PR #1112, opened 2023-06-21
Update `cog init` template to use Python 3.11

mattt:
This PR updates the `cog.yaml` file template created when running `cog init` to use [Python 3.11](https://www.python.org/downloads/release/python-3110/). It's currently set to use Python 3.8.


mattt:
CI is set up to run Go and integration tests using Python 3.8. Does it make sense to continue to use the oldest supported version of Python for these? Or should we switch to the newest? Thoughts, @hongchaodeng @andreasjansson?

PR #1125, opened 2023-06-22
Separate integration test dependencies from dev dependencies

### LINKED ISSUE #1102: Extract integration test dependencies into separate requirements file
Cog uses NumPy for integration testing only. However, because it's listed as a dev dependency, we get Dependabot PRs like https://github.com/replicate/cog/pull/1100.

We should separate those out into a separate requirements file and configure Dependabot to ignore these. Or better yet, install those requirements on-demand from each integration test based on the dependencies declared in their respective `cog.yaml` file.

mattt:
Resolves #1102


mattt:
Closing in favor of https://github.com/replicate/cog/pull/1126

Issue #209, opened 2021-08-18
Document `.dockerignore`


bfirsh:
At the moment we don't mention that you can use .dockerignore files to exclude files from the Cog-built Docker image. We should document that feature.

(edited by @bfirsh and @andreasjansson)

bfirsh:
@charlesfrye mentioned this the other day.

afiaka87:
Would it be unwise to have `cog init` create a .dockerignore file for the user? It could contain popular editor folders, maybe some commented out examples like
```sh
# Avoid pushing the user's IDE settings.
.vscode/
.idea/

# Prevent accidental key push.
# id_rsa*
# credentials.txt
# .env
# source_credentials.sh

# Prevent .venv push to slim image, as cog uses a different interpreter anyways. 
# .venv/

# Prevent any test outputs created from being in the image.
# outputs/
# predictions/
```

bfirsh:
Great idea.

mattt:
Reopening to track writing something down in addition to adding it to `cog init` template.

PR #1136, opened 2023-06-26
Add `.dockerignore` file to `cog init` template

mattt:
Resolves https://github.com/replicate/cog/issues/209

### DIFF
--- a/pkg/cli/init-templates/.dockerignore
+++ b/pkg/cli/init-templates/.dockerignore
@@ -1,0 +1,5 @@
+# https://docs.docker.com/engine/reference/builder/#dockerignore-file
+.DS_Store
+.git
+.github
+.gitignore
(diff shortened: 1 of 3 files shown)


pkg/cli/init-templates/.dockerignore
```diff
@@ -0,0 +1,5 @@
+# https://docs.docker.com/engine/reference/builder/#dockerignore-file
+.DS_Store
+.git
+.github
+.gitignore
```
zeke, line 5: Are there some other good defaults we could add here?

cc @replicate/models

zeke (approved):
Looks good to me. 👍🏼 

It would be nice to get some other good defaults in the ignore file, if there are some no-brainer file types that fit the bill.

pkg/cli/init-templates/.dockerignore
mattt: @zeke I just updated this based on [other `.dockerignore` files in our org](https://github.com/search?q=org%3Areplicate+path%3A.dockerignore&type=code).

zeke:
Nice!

______________________________

What needs to be done.
Look through the entries, and return every line that the word "uses" appears in.

Output of the exercise.
Cog uses NumPy for integration testing only. However, because it's listed as a dev dependency, we get Dependabot PRs like https://github.com/replicate/cog/pull/1100.
# Prevent .venv push to slim image, as cog uses a different interpreter anyways. 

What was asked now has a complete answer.